Los sentimientos de apego a la incipiente nación se manifiestan por primera vez en los hijos de los conquistadores y en algunos de los conquistados. Quizás el botón más antiguo de afecto nacionalista fue el de aquel grupo de conjurados que encabezaba un retoño de Hernán Cortés, al grito de “Alcémonos con la tierra, pues nuestros padres la ganaron a su costa”. La Audiencia de México, a finales del siglo XVI, vislumbra una marcada hispanofobia de origen nacionalista en los criollos novohispanos. También dice algo del nacionalismo en cierne el soneto que empieza:
Viene de España por el mar salobre
a nuestro mexicano domicilio
un hombre tosco, sin ningún auxilio,
de salud falto y de dinero pobre.
Se advierte un primer orgullo nacional en aquella carta de 1566 donde se lee: “Los mexicanos están muy ufanos con el descubrimiento [del tornaviaje por el Pacífico], pues tienen entendido que ellos serán corazón del mundo”. Otro botón de muestra del mismo sentimiento lo da la Grandeza Mexicana del poeta tapatío Bernardo de Balbuena quien refiriéndose a su patria dice:
En tí se juntan España con la China,
Italia con Japón, y finalmente
un mundo entero en trato y disciplina.
Las muestras de nacionalismo en el sector criollo de la Nueva España abundan en el siglo XVII, si hemos de creer al fraile trotamundos Thomas Gage. Seguramente la mejor prueba de ese primer amor propio de la nacionalidad fue la veneración a la Virgen de Guadalupe, ya muy generalizado en el siglo segundo de la Nueva España. Un brote nacionalista, con ribetes de refinamiento, fue el vigoroso indigenismo de don Carlos de Sigüenza y Góngora, el personaje barroco coetáneo de Sor Juana Inés de la Cruz.

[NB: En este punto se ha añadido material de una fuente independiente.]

PR #33983, opened 2023-02-01
MINOR: [Go] Use shared cache in SQLite example.

brettbuddin:
### Rationale for this change

When calling this server with a few concurrent requests, you can easily force the Go stdlib to spawn a new connection. Since only the `:memory:` DSN is specified, the stdlib doesn't know any better and effectively creates a new database. The result is a lot of `no such table` errors.

This change adds the `?cache=shared` as specified at:

https://www.sqlite.org/sharedcache.html#enabling_shared_cache_mode

This ensures that these new connections participate in same in-memory database and can see all the tables created at server start.

### Are these changes tested?

I haven't written any additional tests here, because this behavior is difficult to test. Suggestions are welcome on an approach here.

No.

* Closes: #33983

### DIFF
--- a/go/arrow/flight/flightsql/example/cmd/sqlite_flightsql_server/main.go
+++ b/go/arrow/flight/flightsql/example/cmd/sqlite_flightsql_server/main.go
@@ -40,7 +40,13 @@ func main() {
 
 	flag.Parse()
 
-	srv, err := example.NewSQLiteFlightSQLServer()
+	db, err := example.CreateDB()
+	if err != nil {
+		log.Fatal(err)
+	}
+	defer db.Close()
+
+	srv, err := example.NewSQLiteFlightSQLServer(db)
 	if err != nil {
 		log.Fatal(err)
 	}
--- a/go/arrow/flight/flightsql/example/sqlite_server.go
+++ b/go/arrow/flight/flightsql/example/sqlite_server.go
@@ -140,19 +140,7 @@ func prepareQueryForGetKeys(filter string) string {
 		` ORDER BY pk_catalog_name, pk_schema_name, pk_table_name, pk_key_name, key_sequence`
 }
 
-type Statement struct {
-	stmt   *sql.Stmt
-	params [][]interface{}
-}
-
-type SQLiteFlightSQLServer struct {
-	flightsql.BaseServer
-	db *sql.DB
-
-	prepared sync.Map
-}
-
-func NewSQLiteFlightSQLServer() (*SQLiteFlightSQLServer, error) {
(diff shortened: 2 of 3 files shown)


zeroshade:
@lidavidm can you think of a good way to test this properly?

lidavidm:
Hmm, you can't easily force Go to open two connections?

Possibly have one client start a transaction (with just a BEGIN TRANSACTION) and hopefully that ties up a connection in the pool, forcing the next request to use a new connection?

brettbuddin:
It's possible this is causing some failures in CI. I'll have to go through it and see the impact.

zeroshade:
@brettbuddin looks like you're getting "table already exists" errors in the CI. I'm guessing because I put the table creation into the startup of the server so when it goes to run the next test the tables already exist because of the cached option.

You could potentially put the table creation into the test itself via `SetupSuite` and then have the tests run in parallel?

brettbuddin:
@zeroshade I took a crack at it. I realized that the server shutdown is never closing the SQLite database so even though we're creating a new server structure and overwriting `srv` in the tests, it will continue to think its in the same memory space. We'd have the same problem if we simply pushed it down into the tests without closure.

I'm not exactly happy with the shape of what I have though. It seems like the owning Flight server should be able to ensure this is called without me manually calling it the teardown. function. However, there isn't a suitable hook point without being too invasive in `server.go` and friends. The `Shutdown()` I've added feels tacked on, because it is.

Either `db.Close()` will need to be called or a new "memory space" will need to be created explicitly for each server start-up via something like `file:<random-id-for-server>?mode=memory&cache=shared` in dialing. My vote is for proper closure, because it's less articulation. However, if concurrent execution of test cases (like you mentioned) is a priority, the new memory space idea should be considered.

zeroshade:
@brettbuddin I agree with you, there should be a better hook point. Do you want to take a crack at being invasive and putting together a better hook point? If not, I think this solution is fine for now until we put together a better one.

Thoughts?

brettbuddin:
@zeroshade After working the problem a bit I wasn't able to come up with a solution where augmenting the Flight server gave me what I needed. To me, it's more clear to separate the creation of the database from the gRPC service—making a dependency relationship. In `main.go` this results in the ability to just `defer` closure for when the server is completely out of the way, and in tests we just articulate closure in the suite's test teardown.

The consequence is an added step in creation of the server. Given my experience with this example: the point is to provide a binary to use in integration testing. It's not so important to me how many steps it takes to create that gRPC service layer. Thoughts?

zeroshade (approved):
I like it, LGTM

En el siglo de las luces y tercero de la vida colonial, maduraron los sentimientos patrióticos de los nacidos y educados en la Nueva España. Se trata de explosiones emotivas donde se juntan hispanofobia, indigenismo y amor a los paisajes mexicanos. La hispanofobia se da principalmente en gente rica de tipo español, en los criollos cultos a quienes molestaba el monopolio de mujeres, poder y fama ejercido, en la nación neoespañola, por oriundos de la Península Ibérica. En los criollos dieciochescos cunde el desamor a España y el inclín amoroso al mundo prehispánico. El indigenismo se puede rastrear en numerosos autores, singularmente en Veytia y en Clavijero, cada uno autor de una Historia antigua de México. Otros rasgos nacionalistas se manifiestan a las claras en los padres expulsos. Diego José Abad se las ingenia para incluir, en su célebre poema teológico, pinceladas de paisaje mexicano. El jesuita Juan Luis Maneiro impreca ante el monarca español el regreso a la patria:
Sepultura, Señor, en patrio suelo
pedimos a su trono soberano;
quisiéramos morir bajo aquel cielo
que influyó tanto a nuestro ser humano.
Y a su hermana, a disgusto con la fealdad del pueblo de Tacuba, le escribe: “Yo cedo por Tacuba, pueblo inmundo, Roma, famosa capital del mundo”.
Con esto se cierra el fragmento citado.